Claro que el Partido Popular tampoco le va a regalar la abstención. Juanma Moreno le pone de condición a Susana Díaz que siga una política económica acorde a la del Gobierno de Rajoy y que facilite la llegada al poder de la lista más votada en los ayuntamientos en las próximas elecciones municipales del 24 de mayo.
El CIS apunta a un ascenso del PSOE y un desplome de Podemos
Habrá que acostumbrarse a este panorama. Aunque históricamente populares y socialistas comparten un rosario de desencuentros políticos, se avecina una etapa de inestabilidad política en la que los pactos van a jugar un papel decisivo en la formación de gobiernos.
La encuesta de ayer del CIS arroja unos resultados no del todo malos para el bipartidismo. Mientras el PP seguiría siendo la fuerza más votada -aunque sigue cayendo hasta los 19 puntos respecto a 2011-, el PSOE vuelve a ser la segunda fuerza de España en detrimento de Podemos.

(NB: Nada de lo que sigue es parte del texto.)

PR #1015, opened 2026-01-09
feat: implement controller bootstrap method

kian99:
## Description

This PR implements login in `internal/juju` to bootstrap a controller by invoking the Juju CLI. The logic is relatively straightforward,
- A call to `juju update-public-clouds` to populate the `public-clouds.yaml`.
- Some logic to check if the user provided cloud is a public cloud or not, set the user's credential, etc.
- A call to `juju bootstrap` with various flags and config options.

The last step required the most consideration with regards to the way the CLI accepts config. Reading https://documentation.ubuntu.com/juju/3.6/reference/juju-cli/list-of-juju-cli-commands/bootstrap/ carefully is helpful but in summary,
- The CLI accepts some values as flags to the bootstrap command e.g. `--bootstrap-base`, `--constraints`, `--storage-pool`, etc.
- The remainder of the config values fall into either 
  - Bootstrap config - values that affect bootstrap (values set via `--config key=value` or `--config <filepath>`).
  - Controller config - controller specific config (set in the same way as above).
  - Controller model config - values that will be set in the controller's model config (set in the same way as above).

The implementation uses reflection for the flags, allowing for struct values of either `string` or `[]string` type to be set and passed to the CLI.

The remaining configuration values are placed into a temporary config file and that file is passed to the CLI with `--config <path>`.

Finally, the resource schema has been adjusted a bit. Some values were defined as top-level values in the schema like `bootstrap-timeout` but are in fact values that are set in the generic config map and not as first-class flags to the CLI command. 

Note: there will need to be further work done on how we handle config values. We accept a map of [string]string, but not all config values are strings, some are integers, booleans, etc. In my testing using the Juju CLI it is possible to pass string values like "0"/"1" to set a boolean, whether this coercion of types is done on the client side or server I'm not sure.
  
Fixes: [JUJU-8842](https://warthogs.atlassian.net/browse/JUJU-8842)

## Type of change

- Change WIP resource

[JUJU-8842]: https://warthogs.atlassian.net/browse/JUJU-8842?atlOrigin=eyJpIjoiNWRkNTljNzYxNjVmNDY3MDlhMDU5Y2ZhYzA5YTRkZjUiLCJwIjoiZ2l0aHViLWNvbS1KU1cifQ

### DIFF
--- a/internal/juju/controllers.go
+++ b/internal/juju/controllers.go
@@ -224,7 +224,9 @@ func (d *DefaultJujuCommand) Bootstrap(ctx context.Context, args BootstrapArgume
 // performBootstrap executes the actual bootstrap logic with the provided command runner.
 // This function is separated to allow for easier testing with a mock command runner.
 func performBootstrap(ctx context.Context, args BootstrapArguments, tmpDir string, runner CommandRunner) (*ControllerConnectionInformation, error) {
-	// Update public clouds
+	// Update public clouds - this command will go fetch a list of public clouds
+	// from https://streams.canonical.com/juju/public-clouds.syaml and update
+	// client's local store.
 	if err := runner.Run(ctx, "update-public-clouds", "--client"); err != nil {
 		return nil, fmt.Errorf("failed to update public clouds: %w", err)
 	}
@@ -236,6 +238,9 @@ func performBootstrap(ctx context.Context, args BootstrapArguments, tmpDir strin
 		return nil, fmt.Errorf("failed to validate cloud: %w", err)
 	}
 
+	// If a cloud is not known to Juju i.e. public cloud like AWS, Azure, GCP, etc.,
+	// then we need to create a cloud entry on disk with information on how
+	// to reach the cloud, its regions, etc.
 	if !isPublicCloud {
 		// Create personal cloud
 		cloud := buildJujuCloud(args.Cloud)
@@ -258,7 +263,7 @@ func performBootstrap(ctx context.Context, args BootstrapArguments, tmpDir strin
 	}
 
 	// Write config file
-	configFilePath, err := writeBootstrapConfig(tmpDir, args.Config)
+	configFilePath, err := writeBootstrapConfigs(tmpDir, args.Config)
 	if err != nil {
 		return nil, err
 	}
@@ -315,8 +320,8 @@ func (d *DefaultJujuCommand) Destroy(ctx context.Context, connInfo *ControllerCo
 	return fmt.Errorf("not implemented")
 }
 
-// writeBootstrapConfig writes the bootstrap config to a YAML file.
-func writeBootstrapConfig(workDir string, config BootstrapConfig) (string, error) {
+// writeBootstrapConfigs writes the bootstrap configs to a single YAML file.
+func writeBootstrapConfigs(workDir string, config BootstrapConfig) (string, error) {
 	// Skip if config is empty
 	if len(config.ControllerConfig) == 0 && len(config.ControllerModelConfig) == 0 && len(config.BootstrapConfig) == 0 {
 		return "", nil


internal/juju/controllers.go
```diff
@@ -78,24 +180,301 @@ func NewDefaultJujuCommand(jujuBinary string) (*DefaultJujuCommand, error) {
...
+
+	if !isPublicCloud {
+		// Create personal cloud
+		cloud := buildJujuCloud(args.Cloud)
+		if err := jujucloud.WritePersonalCloudMetadata(map[string]jujucloud.Cloud{
+			cloudName: cloud,
+		}); err != nil {
+			return nil, fmt.Errorf("failed to write personal cloud metadata: %w", err)
+		}
+	}
```
SimoneDutto: i know that we have the same in JIMM, but an explanation on what it is doing in a comment would be great.

internal/juju/controllers.go
```diff
@@ -78,24 +180,301 @@ func NewDefaultJujuCommand(jujuBinary string) (*DefaultJujuCommand, error) {
...
+					}
+				}
+			}
+		default:
+			// Log unhandled field types for debugging
+			if !fieldValue.IsZero() {
+				tflog.SubsystemWarn(ctx, LogJujuCommand, fmt.Sprintf("unhandled flag field type %s for flag %s\n", fieldValue.Kind(), flagTag))
+			}
+		}
+	}
```
SimoneDutto: i would put this reflection stuff in a separate func to avoid cognitive complexity

internal/juju/controllers.go
```diff
@@ -78,24 +180,301 @@ func NewDefaultJujuCommand(jujuBinary string) (*DefaultJujuCommand, error) {
...
+func convertToCloudAuthTypes(authTypes []string) []jujucloud.AuthType {
+	result := make([]jujucloud.AuthType, len(authTypes))
+	for i, authType := range authTypes {
+		result[i] = jujucloud.AuthType(authType)
+	}
+	return result
+}
+
+// isValidPublicCloud checks if the cloud name (and possibly region) is a valid public cloud.
+func isValidPublicCloud(args BootstrapArguments) (bool, error) {
```
SimoneDutto: still not sure why we need this public cloud stuff

internal/juju/controllers.go
```diff
@@ -78,24 +180,301 @@ func NewDefaultJujuCommand(jujuBinary string) (*DefaultJujuCommand, error) {
...
+		combinedConfig[k] = v
+	}
+	for k, v := range config.ControllerModelConfig {
+		combinedConfig[k] = v
+	}
+	for k, v := range config.BootstrapConfig {
+		combinedConfig[k] = v
+	}
+
+	data, err := yaml.Marshal(combinedConfig)
```
SimoneDutto: just to regroup my thoughts.

so, during creation we will use the files because it is handy, but during update we would need to call some kind of `Set/Unset` facade, because we saw together removing a field from the file is not enough to unset config values.
Correct?

internal/juju/controllers_test.go
```diff
@@ -0,0 +1,331 @@
...
+	// Create a temporary directory for the test
+	tmpDir, err := os.MkdirTemp("", "juju-test-*")
+	assert.NoError(t, err)
+	defer os.RemoveAll(tmpDir)
+
+	// Set JUJU_DATA for the test
+	oldJujuData := osenv.SetJujuXDGDataHome(tmpDir)
+	defer func() {
+		osenv.SetJujuXDGDataHome(oldJujuData)
+	}()
```
SimoneDutto: can we use t.SetEnv?

internal/juju/controllers.go
```diff
@@ -78,24 +180,301 @@ func NewDefaultJujuCommand(jujuBinary string) (*DefaultJujuCommand, error) {
...
+	return performBootstrap(ctx, args, tmpDir, runner)
+}
+
+// performBootstrap executes the actual bootstrap logic with the provided command runner.
+// This function is separated to allow for easier testing with a mock command runner.
+func performBootstrap(ctx context.Context, args BootstrapArguments, tmpDir string, runner CommandRunner) (*ControllerConnectionInformation, error) {
+	// Update public clouds
+	if err := runner.Run(ctx, "update-public-clouds", "--client"); err != nil {
+		return nil, fmt.Errorf("failed to update public clouds: %w", err)
+	}
```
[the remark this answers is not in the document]
kian99: Yeah you need this to generate the list of clouds that Juju knows about out-the-box. Those clouds have defined IP addresses, like AWS, Azure, etc. And if the user's cloud is not one of those they need to provide details e.g. Openstack, etc.

internal/juju/controllers.go
kian99: Tbh I think in here is actually good because you see directly where all the string values that are being appended to `cmdArgs` come from, in one place without jumping to different functions.

internal/juju/controllers_test.go
```diff
@@ -0,0 +1,331 @@
...
+	}
+}
+
+func TestBuildBootstrapArgs(t *testing.T) {
+	tests := []struct {
+		name        string
+		args        BootstrapArguments
+		configPath  string
+		contains    []string // strings that should be in the result
+		notContains []string // strings that should not be in the result
```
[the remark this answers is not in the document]
kian99: It's just a simple way to make sure that empty values in the bootstrapFlag struct don't get included in the resulting command args. Matching exactly on string is probably fine but I don't know if the reflection stuff is always in the same order.

internal/juju/controllers_test.go
```diff
@@ -0,0 +1,331 @@
...
+			}
+
+			if tt.input.Config != nil {
+				assert.Equal(t, len(tt.input.Config), len(result.Config))
+			}
+		})
+	}
+}
+
+func TestBuildJujuCredential(t *testing.T) {
```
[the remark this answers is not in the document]
kian99: Yes agreed, can remove it or leave it.

internal/juju/controllers_test.go
kian99: I was wrong on this one, we can't use `t.SetEnv`. The `osenv.SetJujuXDGDataHome()` function is setting a global variable in a Juju package to the passed value. That is used further inside of `isValidPublicCloud()`, `jujucloud.WritePersonalCloudMetadata()` and `store.UpdateCredential()` and the other store commands.

internal/juju/controllers.go
```diff
@@ -78,24 +180,301 @@ func NewDefaultJujuCommand(jujuBinary string) (*DefaultJujuCommand, error) {
...
 }
 
 // Destroy removes the controller.
 func (d *DefaultJujuCommand) Destroy(ctx context.Context, connInfo *ControllerConnectionInformation) error {
 	// TODO: Implement destroy logic
 	return fmt.Errorf("not implemented")
 }
+
+// writeBootstrapConfig writes the bootstrap config to a YAML file.
+func writeBootstrapConfig(workDir string, config BootstrapConfig) (string, error) {
```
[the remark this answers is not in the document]
luci1900: I'd make "config" plural.

internal/juju/controllers.go
kian99: Fair, I've added some comments on this

internal/juju/controllers.go
luci1900: So I guess it might make sense to actually have a render method on that struct, so it's easy to see it next to the fields.

I don't think reflection is a disaster, but I do think it's harder to read.

kian99: The only benefit I had in mind when adding the reflection is that to add a new flag you make a change in one place -> update the `Flags` struct with the new field and its flag tag. 
Without the reflection you make a change in 2 places, updating the `Flags` struct and then update the render method.

luci1900: Sure. I think I slightly prefer avoiding reflection or switching to a map, but I don't feel strongly about it.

Los populares tienen una intención de voto del 25,6% mientras que los socialistas sólo caen 4,5 puntos en comparación con las últimas elecciones generales. El partido de Pedro Sánchez obtendría un 24,3% de los votos, apenas un punto por debajo del PP. Se puede hablar de empate técnico.
La mala noticia de este sondeo es para Podemos. Los de Pablo Iglesias siguen desinflándose y hoy serían la tercera fuerza con un 16,5% de los votos. Son casi siete puntos y medio menos que en la última encuesta de enero. Muy cerca está ya Ciudadanos, que ocupa la cuarta con una previsión de voto del 13,8%.
Por lo tanto, la conclusión de este último sondeo demuestra que la situación que hoy se vive en Andalucía es el paradigma de lo que va a suceder en toda España a partir del 24 de mayo.